Chapter Forty-One

I stood beneath the porch light in bare feet smeared with grass and dirt, facing the imposing double doors of Camille Hayward's home. The square panes reflected my drawn face, muddy dress, wind-tangled hair, and the purse digging into my shoulder.

I knocked. The door opened a crack. Camille's face hardened when she saw me. Her voice came out flat and cold. "What are you doing here, Dahlia?"

She had changed out of her dress from the memorial and wore gray pressed slacks paired with an emerald cashmere sweater, no jewelry. Even at this hour, she looked composed.

I, on the other hand, looked like I'd crawled through a war zone. "They just arrested Mia. I need you to represent her at the precinct tonight."

She opened the door wider. "I told you I can't help you."

"This isn't about me. Please, Camille. She's fourteen."

"Call the public defender. That's what they're for."

I kept my voice steady. "She deserves more than just a warm body going through the motions. She needs the best. Please. She needs you."

Her gaze flicked to my purse, where the corner of the camera peeked out. Her mouth tightened. "I'm not interested."

"Mia confessed to pushing Leah."

Camille didn't move. Behind me, the wind whipped through the trees. "She confessed?"

"She said it was an accident. She says she didn't mean…" My voice cracked. I forced the rest out. "She didn't mean for Leah to fall."

"Did she say why?"

"There wasn't time. The police showed up and arrested her."

Something in her expression shifted. A flash of controlled anger.

"Your daughter admits she pushed her best friend off the bluff, and now you show up on my doorstep after interrogating my daughter and implying all kinds of sordid things about my family?

" Her tone sharpened. "You made this worse, and you know it. "

I flushed hot with shame. My pulse fluttered in my throat. "I never meant to implicate Zara. I was trying to track what really happened that night. I got it wrong. I'm sorry."

She let out a harsh laugh. "You're sorry."

"You’re the only thing between Mia and a first-degree murder charge."

She leaned against the doorjamb and looked past me into the dark, contemplating whether to shut the door and let me drown on the porch. "You're asking for too much."

"I'm asking you to do what you've always done. Fight for the right thing."

She stared at me for a long moment, her intent gaze searching my face, her mouth pursed. Finally, she stepped back and opened the door wide. "Come inside."

I followed her inside before she could change her mind. The foyer opened into a great room with soaring ceilings framed with walls of glass. Above the fireplace, a large abstract canvas painted in cobalt-blue and burnt-orange commanded the space. Just like Camille: bold and fearless.

She led me toward the kitchen, a sleek open-concept design with mid-century lines, smooth wood cabinets without hardware, and a white quartz island with a waterfall edge.

The TV was on in the living room, tuned to ESPN. Zion and Jerome sat on the plush sofa, watching a baseball game together.

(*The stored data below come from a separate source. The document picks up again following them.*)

PR #5585, opened 2026-09-07
fix(auth): tolerate suspend in OAuth refresh loop and selection

### LINKED ISSUE #5584: OAuth credentials permanently blocked after Linux system suspend
[ *] No, it's another issue.

**Describe the bug**
When running CLIProxyAPI as a local daemon (e.g. systemd user service) on a Linux machine that suspends/sleeps (such as a laptop), OAuth credentials become permanently blocked upon system resume.

Go timers freeze during sleep: `auto_refresh_loop.go` uses standard `Go time.Timer` (`CLOCK_MONOTONIC`), which stops ticking while Linux is suspended. The background refresh loop therefore misses its deadline and does not fire upon wake.

`selector.go` pre-filters expired tokens: When a request arrives, `isAuthBlockedForModel()` sees the access token expired and marks the credential as blocked. Because it gets filtered out before execution, the request handler never gets a chance to use the refresh_token or trigger a refresh retry.

**CLI Type**
What type of CLI account do you use?  (gemini, codex, claude code or openai-compatibility)
Gemini

**Model Name**
What model are you using? (example: gemini-2.5-pro, claude-sonnet-4-20250514, gpt-5, etc.)
gemini-3.8-flash-high

**LLM Client**
What LLM Client are you using? (example: roo-code, cline, claude code, etc.)
Hermes

**Expected behavior**

CLIProxyAPI should detect that the access token expired while asleep and execute a token refresh.

**OS Type**
 - OS: NixOS
 - Version 26.05

Murat65536:
Closes #5584 

Use a CLOCK_BOOTTIME-backed timer on Linux so background token refresh deadlines fire after system suspend, and allow expired credentials with valid refresh tokens to remain selectable for on-demand refresh.

### DIFF
--- a/sdk/cliproxy/auth/auto_refresh_loop.go
+++ b/sdk/cliproxy/auth/auto_refresh_loop.go
@@ -120,14 +120,9 @@ func (l *authAutoRefreshLoop) rebuild(now time.Time) {
 }
 
 func (l *authAutoRefreshLoop) loop(ctx context.Context) {
-	timer := time.NewTimer(time.Hour)
-	if !timer.Stop() {
-		select {
-		case <-timer.C:
-		default:
-		}
-	}
-	defer timer.Stop()
+	timer := newRefreshDeadlineTimer(time.Hour)
+	timer.Stop()
+	defer timer.Close()
 
 	var timerCh <-chan time.Time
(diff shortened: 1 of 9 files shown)


Murat65536:
@codex review

Issue #5476, opened 2026-09-04
A single upstream 404 blocks a Codex credential for 12 hours


lingkai1:
## Summary

A single upstream HTTP 404 on a Codex credential sets `NextRetryAfter = now + 12h`, taking the credential out of rotation for half a day. With only one credential configured, every subsequent request fails with:

```
503 auth_unavailable: no auth available (providers=codex, model=...; last upstream error: status 404)
```

...without the proxy even attempting the upstream, and there is no recovery path except restarting the process or disabling/re-enabling the auth via the Management API.

## Observed behavior

- One upstream 404 at 22:45 (likely a transient upstream blip) marked the credential `not_found`.
- All requests for the next ~12 hours returned 503 immediately; the per-credential request counters showed 0 attempts in every 10-minute bucket, confirming requests were never dispatched.
- Direct upstream verification with the same token showed the endpoint and model working fine (HTTP 200) the whole time.
- Toggling `disabled` true→false via `PATCH /v0/management/auth-files/status` cleared the stuck state immediately and traffic recovered.

## Root cause

`sdk/cliproxy/auth/conductor_cooldown.go` (the `case 404:` branch):

```go
case 404:
    auth.StatusMessage = not_found
    if disableCooling {
        auth.NextRetryAfter = time.Time{}
    } else {
        auth.NextRetryAfter = now.Add(12 * time.Hour)
    }
```

12 hours is far too aggressive for 404s, which are frequently transient in this context (e.g. a streamed `response.failed` event mapped to 404 by `codexTerminalFailureStatus`, upstream blips, model rollouts). Transient 5xx errors only get ~60s, while a one-off 404 — no more clearly permanent — gets 12h.

## Suggested fix

- Reduce the 404 cooldown to minutes (e.g. 5–10 min), or
- apply escalating backoff across repeated 404s instead of a fixed 12h on first occurrence, or
- only apply the long cooldown to 404s that are demonstrably persistent (e.g. consecutive failures), and keep single occurrences in a short transient window.

ggbdpq:
Reproduced against current dev: both the credential-level (`applyAuthFailureState`) and model-level 404 branches set a fixed 12h cooldown. Fix per your option 3: raw 404s cool 10 minutes, while 404s that explicitly name the model as unsupported (existing `isExplicitModelNotFoundError` classification) keep the 12h cooldown. PR: #5514

lingkai1:
[...]

PR #5594, opened 2026-09-07
fix(auth): use transient cooldown for HTML 404 error pages

hlwhl:
HTML 404 pages currently trigger the same 12-hour model/credential cooldown as other 404 responses. This PR proposes using the existing configurable transient cooldown (one minute by default) for HTML pages, so a recovered upstream route can be retried sooner. This is a recovery-policy improvement: HTML alone does not prove that a failure is transient, and a persistent HTML 404 will be retried more often.

The change applies at both model and credential scope. Plain/structured 404s and explicit model-not-found codes retain their existing behavior. Cloudflare challenges keep their separate classification; disabled-cooldown settings and longer live deadlines remain respected. HTML tag-boundary matching includes space, tab, newline, carriage return, and form feed, addressing the automated review.

Related to #5476 and a narrower alternative to #5514. This proposal only changes HTML error pages, rather than every unclassified 404, and includes the current monotonic cooldown protections. Both alternatives need not be merged.

### Incident clarification

The user subsequently identified their network proxy as the cause of the reported outage and confirmed recovery. The original upstream HTTP status was not retained. A minimal request succeeded after clearing local routing state during investigation, but that did not establish the cause of the user's overall failure. This PR must not be treated as a confirmed fix for that incident. Its justification is the independently reproducible 12-hour HTML-404 cooldown and the proposed recovery-policy tradeoff, subject to maintainer agreement.

### Validation

- Regression tests demonstrate the existing 12-hour HTML/doctype cooldown at model and credential scope and the proposed one-minute behavior.
- Review regression cases for newline/tab/CR/form-feed tag boundaries fail before the follow-up and pass after it; non-HTML tag prefixes remain unchanged.
- Tests cover plain/structured 404s, custom/disabled transient cooldowns, and preservation of longer deadlines.
- `go test ./sdk/cliproxy/auth -count=1` passes.
- `go build -o test-output ./cmd/server` passes.
- Changed Go files formatted with gofmt; `git diff --check` passes.

Implemented and verified with Codex assistance.

### DIFF
--- a/sdk/cliproxy/auth/conductor_cooldown.go
+++ b/sdk/cliproxy/auth/conductor_cooldown.go
@@ -835,7 +835,10 @@ func (m *Manager) MarkResult(ctx context.Context, result Result) {
 								state.NextRetryAfter = next
 							}
 						case 404:
-							if disableCooling {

On the breakfast nook table, a slim laptop glowed blue. Zara sat in one of the linen chairs, knees drawn up under her familiar fluorescent yellow hoodie, her braids tucked over one shoulder. Earbuds dangled around her neck.

She looked up in surprise. "Hey."

"Go to bed, Zara," Camille said.

Zara didn't move. "What's going on?"

"Nothing you need to worry about."

"The police arrested Mia," I said. "She's at the precinct."

Zara's face tightened. She looked at me, then at her mother. "We literally have to do something."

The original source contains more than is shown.